詩織のアパートは、彼女が言った通り、俺のところより若干だが狭そうだった。しかしさすがと言うべきか、綺麗に整頓され、いかにも女性の部屋という感じで、匂いなんかも良かった。

 運ぶ荷物は、取りあえず車に積める範囲のなるべく場所を取らない物だけにし、後は様子を見て、いずれは業者に引き取ってもらってアパートを解約する事になった。

 詩織は準備が良く、ここに引っ越して来た時のダンボール箱をたたんで置いてあり、それに荷物を入れていった。鍋や包丁やまな板とかの台所用品を特に重点的に。

 おおよそダンボール箱に詰め終わり、フッと息をつきながら、俺はある物をジッと見た。それは、ここへ来た時からずっと気になっていたのだが、ソファーだ。

 ベージュの2人掛けのソファーに、同色のクッションが2つ。見るからに座り心地が良さそうで、詩織がそこに座ってくつろぐ姿が容易に想像出来た。おそらく詩織は、大半の時間をこのソファーの上で過ごして来たのではないか。そんな事を思ったりもした。


「これ、持ってく?」

「ううん、置いてく」

「なんで?」

「だって、大きいもの。向こうの部屋が狭くなるでしょ?」

「え? そうでもないだろ?」


 俺は頭に描いた。このソファーが俺の部屋に来た場合の状態を。確かに今の状態では狭くなるが、余計な物を片せばいいんじゃないかな。あれやこれやを。そもそも、同じ面積と思われるこの詩織の部屋で収まってるんだから、置けないわけがないんだ。
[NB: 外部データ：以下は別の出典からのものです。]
Issue #245, opened 2019-02-23
Creating a conda-forge recipe for mesh-conversion tools, planar_hex, etc.


xylar:
Having demonstrated in #243 that we could build the mesh conversion tools in a conda package, I would like to make a conda-forge recipe for those tools plus the basic mesh generation tools (periodic_quad and periodic_hex) so that COMPASS and other testing suites can be used more easily across a variety of machines and by a variety of users.

This would likely require pulling those tools out of this repo and putting them in their own, smaller repo that could have proper releases with tags and such.  Obviously, this would need to be discussed with the MPAS developer team(s) to make sure everyone is on board.

This issue is meant to be the start of that conversation.

cc @mark-petersen, @matthewhoffman, @akturner, @mgduda

xylar:
Looking at `periodic_hex`, I think it would be a 1-2 day project to make a python version.  It would probably take another few days at most to pull in all the capabilities from `planar_grid_transformations` and make a better python package of the whole thing.  I think that's probably the way to go.

Maybe the way forward with this whole idea of a separate `MPAS-Mesh-Tools` repo is for me to start working on a proof of concept and present it to the group when it's a little more developed.

xylar:
I had conversations with @mark-petersen and @matthewhoffman about this this morning. @matthewhoffman and I decided it would probably be okay to keep the tools here in `MPAS-Tools` and have a conda package that just pulls out a subset of those tools (e.g. mesh conversion tools and the new `planar_hex.py` python script, as well as some land-ice specific tools.

The main thing is that we would need to start making version tags (presumably releases) of MPAS-Tools so the conda package corresponds to a specific tag. @mgduda, any objections to this idea? It might be worth reconvening the MPAS-Dev team for a con call sometime soon to discuss this further.

PR #243, opened 2019-02-15
Create a conda recipe for the mesh conversion tools

xylar:
This will allow them to be installed as a conda package on any HPC machine (or at least most of them) without having to worry about installing the legacy NetCDF c++ library they depend on or building them from source.

This requires:
* bundling the legacy NetCDF C++ code with the mesh conversion tools
* modifying the Makefile to allow externally defined `CC` and `CFLAGS` environment variables
* removing libnetcdf-c++ from the build and instead pointing to the local cpp and header files.

A similar approach was taken by the [tempest-remap](https://github.com/ClimateGlobalChange/tempestremap) software.

PR #246, opened 2019-02-25
Add python code for computing planar hex meshes

xylar:
Currently produces bit-for-bit identical results to `periodic_hex/periodic_grid` but could be extended in the future to produce non-periodic meshes.

The reason for this update is that the python code will likely be much easier to incorporate into workflows like COMPASS because it doesn't require compilation or the Fortran NetCDF library.  It could also be incorporated quite easily into a conda package for mesh tools (see #243 and #245).

partially addresses #245

### DIFF
--- a/mesh_tools/planar_hex/planar_hex.py
+++ b/mesh_tools/planar_hex/planar_hex.py
@@ -1,0 +1,394 @@
+#!/usr/bin/env python
+
+from __future__ import absolute_import, division, print_function, \
+    unicode_literals
+
+import numpy
+import xarray
+import argparse
+import netCDF4
+
+
+def parse_args(mesh):
+    '''
+    Parse the command-line arguments and put them into the mesh as dimensions
+    or attributes.
+    '''
+
+    parser = argparse.ArgumentParser(
+        description=__doc__, formatter_class=argparse.RawTextHelpFormatter)
+    parser.add_argument('--nx', dest='nx', type=int, required=True,
+                        help='Cells in x direction')
+    parser.add_argument('--ny', dest='ny', type=int, required=True,
+                        help='Cells in y direction')
+    parser.add_argument('--dc', dest='dc', type=float, required=True,
+                        help='Distance between cell centers in meters')
+    parser.add_argument('-o', '--outFileName', dest='outFileName', type=str,
+                        required=False, default='grid.nc',
+                        help='The name of the output file')
+
+#    parser.add_argument('--periodicX', dest='periodicX', action='store_true',
+#                        help='Make the mesh periodic in x')
+#    parser.add_argument('--periodicY', dest='periodicY', action='store_true',
+#                        help='Make the mesh periodic in y')
+
+    args = parser.parse_args()
+
+    nx = args.nx
+    ny = args.ny
+    dc = args.dc
+
+    # non-periodic meshes aren't yet supported
+#    if args.periodicX:
+#        mesh.attrs['periodic_x'] = 'YES'
+#    else:
+#        mesh.attrs['periodic_x'] = 'NO'
+#    if args.periodicY:
+#        mesh.attrs['periodic_y'] = 'YES'
+#    else:
+#        mesh.attrs['periodic_y'] = 'NO'
+#    if args.periodicX or args.periodicY:
+#        mesh.attrs['is_periodic'] = 'YES'
+#    else:
+#        mesh.attrs['is_periodic'] = 'NO'
+
+    mesh.attrs['is_periodic'] = 'YES'
+    mesh.attrs['x_period'] = nx*dc
+    mesh.attrs['y_period'] = ny*dc*numpy.sqrt(3.)/2.
+
+    mesh.attrs['dc'] = dc
+
+    mesh.attrs['on_a_sphere'] = 'NO'
+    mesh.attrs['sphere_radius'] = 1.
+
+    nCells = nx * ny
+    nEdges = 3 * nCells
+    nVertices = 2 * nCells
+    vertexDegree = 3
+    maxEdges = 6
+
+    # add some basic arrays to get all the dimensions in place
+    indexToCellID = numpy.arange(nCells, dtype='i4')
+    indexToEdgeID = numpy.arange(nEdges, dtype='i4')
+    indexToVertexID = numpy.arange(nVertices, dtype='i4')
+
+    cellIdx = indexToCellID.reshape(ny, nx)
+    cellCol, cellRow = numpy.meshgrid(numpy.arange(nx, dtype='i4'),
+                                      numpy.arange(ny, dtype='i4'))
+
+    mesh['cellIdx'] = (('ny', 'nx'), cellIdx)
+    mesh['cellRow'] = (('nCells'), cellRow.ravel())
+    mesh['cellCol'] = (('nCells'), cellCol.ravel())
+
+    mesh['indexToCellID'] = (('nCells'), indexToCellID)
+    mesh['indexToEdgeID'] = (('nEdges'), indexToEdgeID)
+    mesh['indexToVertexID'] = (('nVertices'), indexToVertexID)
+
+    mesh['nEdgesOnCell'] = (('nCells',), 6*numpy.ones((nCells,), 'i4'))
+    mesh['cellsOnCell'] = (('nCells', 'maxEdges'),
+                           numpy.zeros((nCells, maxEdges), 'i4'))
+    mesh['edgesOnCell'] = (('nCells', 'maxEdges'),
+                           numpy.zeros((nCells, maxEdges), 'i4'))
+    mesh['verticesOnCell'] = (('nCells', 'maxEdges'),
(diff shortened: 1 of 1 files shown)


xylar:
I chose not to have the python code add the `Time` dimension or any tracers or vertical levels to the mesh file.  It looks like `periodic_hex` also stopped adding tracers and vertical levels but `namelist.input` still has options for them.  I don't believe the empty `Time` dimension is useful since no variables have that dimension.

I also chose not to produce the `graph.info.part.*` files.  My guess is that any workflow we have typically culls cells and then produces its own partition files.  But I would like to know if anyone uses that functionality and if I should add it back in.

matthewhoffman:
@xylar , I confirmed this works as advertised, and I agree with the decision to leave out Time and any non-mesh variables.  I also agree that there is no real value in the behavior of periodic_hex to output graph.info.part.* files, and the new script does not need to do that.  (The only really useful file is graph.info, but periodic_hex currently does not output that, and there is an existing script in the MPAS-Tools repo that can be used to create it.)  I also confirmed that this is substantially faster than the current code!

A couple of things I noticed:
1. Is requiring the xarray module necessary?  It seems like all functionality could be produced using just the netCDF4 module (which you already have as a requirement).

2. In periodic_hex, we added the requirement that ny be an even number, otherwise you get a mesh where the y-periodicity is messed up.  That should be added here too.

xylar:
@matthewhoffman, thanks for the review!

> 1. Is requiring the xarray module necessary?  It seems like all functionality could be produced using just the netCDF4 module

Yes, I rely extensively on xarray to handle the data structures and math between variables here.  So removing it would require a *substantial* rewrite, which I don't think is justified.  `xarray` is very easy to install with conda.  A lot of the speed-u likely comes because of `xarray`.

> 2. In periodic_hex, we added the requirement that ny be an even number, otherwise you get a mesh where the y-periodicity is messed up.  That should be added here too.

I must have missed that check.  I agree that it's necessary.

xylar:
I had a discussion with @matthewhoffman.  Both of us would like to know how others feel about the dependency on `xarray`.

milenaveneziani:
For me, it's a no brainer: if it works, and it's fast, and removing `xarray` means a substantial rewriting of the code, then why remove it??

matthewhoffman:
@xylar , I confirmed this works as advertised, and I agree with the decision to leave out Time and any non-mesh variables.  I also agree that there is no real value in the behavior of periodic_hex to output graph.info.part.* files, and the new script does not need to do that.  (The only really useful file is graph.info, but periodic_hex currently does not output that, and there is an existing script in the MPAS-Tools repo that can be used to create it.)  I also confirmed that this is substantially faster than the current code!

A couple of things I noticed:
1. Is requiring the xarray module necessary?  It seems like all functionality could be produced using just the netCDF4 module (which you already have as a requirement).

2. In periodic_hex, we added the requirement that ny be an even number, otherwise you get a mesh where the y-periodicity is messed up.  That should be added here too.

xylar:
Thanks or weighing in @milenaveneziani.  @mgduda, do you have an opinion about this?  Keep in mind that my primary reason for developing it is as a tool that can more easily be incorporated into a conda package (which can include xarray as a dependency without any extra pain for the user).  This need not be a replacement for `periodic_hex`, just an equivalent tool.

xylar:
@maltrud had raised the concern that xarray output wasn't working well in MPAS for him and @bradyrx.  I can confirm that I can run the results of this tool through `MpasMeshConverter.x` so it should at least be possible to start with this tool, use the mesh converter to "fix" it for MPAS if necessary, and proceed from there.  I haven't verified either way if I can run MPAS with the meshes this tool produces.  That'd definitely be a prerequisite of merging this PR.

bradyrx:
@xylar, to clarify, the issue I had was with using `xarray` to modify particle initialization files in LIGHT. For instance, using `xarray` to quickly filter out particles north of some latitude and then saving with `.to_netcdf()` would cause netCDF (I/O) errors when running MPAS. 

Even taking care to set the output format to NetCDF3_64BIT wouldn't help. I.e., metadata of the modified netCDF looked identical to that of files that worked with MPAS, but something under the hood from `xarray` caused bugs. Note that I did not try `MpasMeshConverter.x` to fix the bug. We went with the `netCDF4` package in python to fix the issues.

matthewhoffman:
@xylar , there was no assumption before that output from perdiodic_hex should work as a valid MPAS mesh without running through the mesh converter tool first.  So I think it's perfectly fine (and preferable) to still require that.

xylar:
@bradyrx, your case wouldn't have worked with the mesh converter, I suspect.  It's only for MPAS meshes, not *any* kind of MPAS data (e.g. particles).  I have had (minor) issues with fill values from xarray in my other work, which is why I have a helper function to use standard fill values in the output.  It just occurs to me that I have a run that's mysteriously crashing, and xarray could be the cause!  I wonder what it does that MPAS doesn't like.  Definitely worth looking into but it's outside the scope of this PR, for sure.

xylar:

「やっぱり持って行こう? 車にはギリだけど乗ると思うから。あ、でもなあ……」

「ん?」

「今日は諦めて、後で業者に頼んで運んでもらおう」

「どうして? そんなの面倒だし、お金がもったいないでしょ?」

「確かにそうだけど、運べないだろ、これは……」


 おそらく重さは大した事ないと思うが、大きさがなあ…… 階段もあるし、俺一人じゃ運ぶ自信がなかったんだ。


「おにいちゃん!」

「な、なんだよ」

「私を甘やかさないでって、言ったよね?」


 なぜか詩織は腰に手を当て、俺を怒った顔で睨んでいた。